• _Task to complete_
Copy out every line holding the string "assert" from the records below.

• _Exercise material_

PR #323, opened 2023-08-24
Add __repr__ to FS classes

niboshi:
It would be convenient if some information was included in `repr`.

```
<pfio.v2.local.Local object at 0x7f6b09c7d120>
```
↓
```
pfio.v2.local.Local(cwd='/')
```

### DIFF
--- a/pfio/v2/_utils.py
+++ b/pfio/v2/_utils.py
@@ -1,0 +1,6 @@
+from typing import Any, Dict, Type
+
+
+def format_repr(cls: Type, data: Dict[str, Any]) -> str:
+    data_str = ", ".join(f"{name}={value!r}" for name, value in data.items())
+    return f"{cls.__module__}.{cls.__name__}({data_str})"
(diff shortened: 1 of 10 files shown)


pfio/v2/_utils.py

---

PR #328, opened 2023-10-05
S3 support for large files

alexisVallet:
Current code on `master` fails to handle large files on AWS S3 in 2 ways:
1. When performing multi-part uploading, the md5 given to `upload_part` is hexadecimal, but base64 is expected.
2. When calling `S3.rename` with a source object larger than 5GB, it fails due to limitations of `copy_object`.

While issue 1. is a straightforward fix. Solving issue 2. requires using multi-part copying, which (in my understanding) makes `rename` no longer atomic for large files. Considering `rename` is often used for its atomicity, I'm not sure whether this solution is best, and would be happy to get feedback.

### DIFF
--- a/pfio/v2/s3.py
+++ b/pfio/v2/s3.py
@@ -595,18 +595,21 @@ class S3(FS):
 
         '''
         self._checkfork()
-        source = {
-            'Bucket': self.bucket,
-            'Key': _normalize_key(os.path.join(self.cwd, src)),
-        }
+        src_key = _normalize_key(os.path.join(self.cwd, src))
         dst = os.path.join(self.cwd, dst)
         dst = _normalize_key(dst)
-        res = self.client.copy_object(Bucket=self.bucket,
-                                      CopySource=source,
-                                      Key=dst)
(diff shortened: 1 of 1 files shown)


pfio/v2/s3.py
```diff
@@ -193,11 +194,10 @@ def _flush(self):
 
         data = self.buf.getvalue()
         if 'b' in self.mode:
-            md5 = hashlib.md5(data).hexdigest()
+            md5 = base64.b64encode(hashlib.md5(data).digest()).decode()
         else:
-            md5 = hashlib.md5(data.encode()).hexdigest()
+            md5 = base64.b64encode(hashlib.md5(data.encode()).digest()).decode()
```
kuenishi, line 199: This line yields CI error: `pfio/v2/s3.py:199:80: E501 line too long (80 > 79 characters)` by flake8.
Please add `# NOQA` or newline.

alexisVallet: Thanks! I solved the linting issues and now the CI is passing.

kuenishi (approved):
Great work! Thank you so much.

---

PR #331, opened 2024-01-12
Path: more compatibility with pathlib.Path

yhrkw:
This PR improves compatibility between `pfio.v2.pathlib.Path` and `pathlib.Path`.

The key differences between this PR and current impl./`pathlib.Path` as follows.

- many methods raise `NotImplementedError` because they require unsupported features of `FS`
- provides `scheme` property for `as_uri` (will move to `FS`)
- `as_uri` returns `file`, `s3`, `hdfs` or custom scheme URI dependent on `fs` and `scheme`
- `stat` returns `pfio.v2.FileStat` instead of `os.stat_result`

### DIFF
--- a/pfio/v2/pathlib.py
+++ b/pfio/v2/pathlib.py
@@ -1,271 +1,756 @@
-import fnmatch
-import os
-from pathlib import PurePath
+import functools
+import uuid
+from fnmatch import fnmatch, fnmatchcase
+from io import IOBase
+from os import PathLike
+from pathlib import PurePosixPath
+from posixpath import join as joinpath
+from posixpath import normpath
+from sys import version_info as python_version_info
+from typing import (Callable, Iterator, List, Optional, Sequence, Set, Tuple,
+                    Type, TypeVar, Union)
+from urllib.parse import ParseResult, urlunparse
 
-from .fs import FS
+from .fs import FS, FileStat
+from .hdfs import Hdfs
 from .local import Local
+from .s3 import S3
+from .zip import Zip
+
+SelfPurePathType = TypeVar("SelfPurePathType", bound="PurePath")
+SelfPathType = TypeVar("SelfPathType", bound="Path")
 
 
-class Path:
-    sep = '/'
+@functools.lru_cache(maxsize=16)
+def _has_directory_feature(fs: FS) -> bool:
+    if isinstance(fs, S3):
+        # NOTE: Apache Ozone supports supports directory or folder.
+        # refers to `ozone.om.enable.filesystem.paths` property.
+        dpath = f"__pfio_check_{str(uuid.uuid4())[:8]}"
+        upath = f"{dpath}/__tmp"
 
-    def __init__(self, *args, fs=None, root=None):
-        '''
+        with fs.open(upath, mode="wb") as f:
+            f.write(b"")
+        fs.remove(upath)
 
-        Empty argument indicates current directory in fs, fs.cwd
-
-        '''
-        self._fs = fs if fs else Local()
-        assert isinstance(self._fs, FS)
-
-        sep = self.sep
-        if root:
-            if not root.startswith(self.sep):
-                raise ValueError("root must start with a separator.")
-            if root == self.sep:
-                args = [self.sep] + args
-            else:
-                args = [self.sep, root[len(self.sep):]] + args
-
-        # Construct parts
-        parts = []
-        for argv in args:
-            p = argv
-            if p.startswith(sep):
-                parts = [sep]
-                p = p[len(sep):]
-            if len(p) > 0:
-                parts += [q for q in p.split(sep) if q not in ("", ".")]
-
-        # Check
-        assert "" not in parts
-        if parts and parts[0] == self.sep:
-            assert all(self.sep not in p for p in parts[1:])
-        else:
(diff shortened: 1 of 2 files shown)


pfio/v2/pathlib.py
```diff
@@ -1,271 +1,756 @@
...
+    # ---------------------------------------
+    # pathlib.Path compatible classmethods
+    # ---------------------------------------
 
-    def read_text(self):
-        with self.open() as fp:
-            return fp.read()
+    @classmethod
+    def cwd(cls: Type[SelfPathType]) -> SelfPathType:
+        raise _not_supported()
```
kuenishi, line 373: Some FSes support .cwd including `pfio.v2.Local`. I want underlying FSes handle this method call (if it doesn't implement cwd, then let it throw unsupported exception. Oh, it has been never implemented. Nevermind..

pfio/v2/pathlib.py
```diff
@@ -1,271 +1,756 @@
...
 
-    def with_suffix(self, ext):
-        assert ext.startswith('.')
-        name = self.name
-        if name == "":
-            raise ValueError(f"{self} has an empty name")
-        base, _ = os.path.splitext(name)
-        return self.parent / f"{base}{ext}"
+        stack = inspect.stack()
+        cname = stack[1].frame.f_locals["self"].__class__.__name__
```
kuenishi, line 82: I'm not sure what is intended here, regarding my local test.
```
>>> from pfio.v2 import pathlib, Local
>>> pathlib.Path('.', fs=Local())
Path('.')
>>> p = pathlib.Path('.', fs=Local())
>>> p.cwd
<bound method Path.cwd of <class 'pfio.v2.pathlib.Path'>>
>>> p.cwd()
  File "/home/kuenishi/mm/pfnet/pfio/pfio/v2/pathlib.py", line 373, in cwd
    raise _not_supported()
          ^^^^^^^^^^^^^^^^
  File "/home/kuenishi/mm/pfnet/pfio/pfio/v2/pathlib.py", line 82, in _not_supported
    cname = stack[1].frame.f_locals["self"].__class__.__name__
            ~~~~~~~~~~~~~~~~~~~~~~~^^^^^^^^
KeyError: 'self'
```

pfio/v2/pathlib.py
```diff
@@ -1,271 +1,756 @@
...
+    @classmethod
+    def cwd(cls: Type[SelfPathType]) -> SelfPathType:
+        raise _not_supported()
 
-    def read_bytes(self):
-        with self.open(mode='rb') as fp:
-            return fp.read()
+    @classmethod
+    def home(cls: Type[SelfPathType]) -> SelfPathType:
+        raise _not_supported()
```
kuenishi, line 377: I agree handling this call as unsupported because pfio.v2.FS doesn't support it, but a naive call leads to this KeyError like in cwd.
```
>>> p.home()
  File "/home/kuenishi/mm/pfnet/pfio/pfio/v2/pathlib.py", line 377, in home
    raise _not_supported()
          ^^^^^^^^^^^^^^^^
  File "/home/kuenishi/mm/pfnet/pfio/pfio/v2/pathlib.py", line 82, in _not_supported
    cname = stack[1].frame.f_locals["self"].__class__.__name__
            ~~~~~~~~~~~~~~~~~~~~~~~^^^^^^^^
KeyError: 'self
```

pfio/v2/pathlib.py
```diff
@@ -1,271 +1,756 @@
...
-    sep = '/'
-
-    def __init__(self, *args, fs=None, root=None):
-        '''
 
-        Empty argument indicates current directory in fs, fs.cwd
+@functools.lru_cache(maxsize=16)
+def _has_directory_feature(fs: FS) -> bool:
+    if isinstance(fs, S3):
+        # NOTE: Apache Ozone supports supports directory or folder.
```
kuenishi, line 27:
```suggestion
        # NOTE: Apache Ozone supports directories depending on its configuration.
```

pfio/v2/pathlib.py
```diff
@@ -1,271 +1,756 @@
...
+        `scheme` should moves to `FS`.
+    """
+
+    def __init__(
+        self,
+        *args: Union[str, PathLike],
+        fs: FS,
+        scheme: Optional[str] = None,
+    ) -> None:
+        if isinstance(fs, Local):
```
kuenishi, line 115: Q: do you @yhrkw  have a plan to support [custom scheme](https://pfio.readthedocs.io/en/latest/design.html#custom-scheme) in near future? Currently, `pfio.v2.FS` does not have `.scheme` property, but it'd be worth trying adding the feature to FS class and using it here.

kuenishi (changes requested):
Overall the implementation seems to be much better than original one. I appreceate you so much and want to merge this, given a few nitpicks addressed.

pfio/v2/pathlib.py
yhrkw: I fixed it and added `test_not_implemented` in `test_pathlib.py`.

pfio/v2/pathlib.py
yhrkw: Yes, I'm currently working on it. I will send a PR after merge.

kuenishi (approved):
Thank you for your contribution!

• _Your solution_
-        assert isinstance(self._fs, FS)
-        assert "" not in parts
-            assert all(self.sep not in p for p in parts[1:])
-        assert ext.startswith('.')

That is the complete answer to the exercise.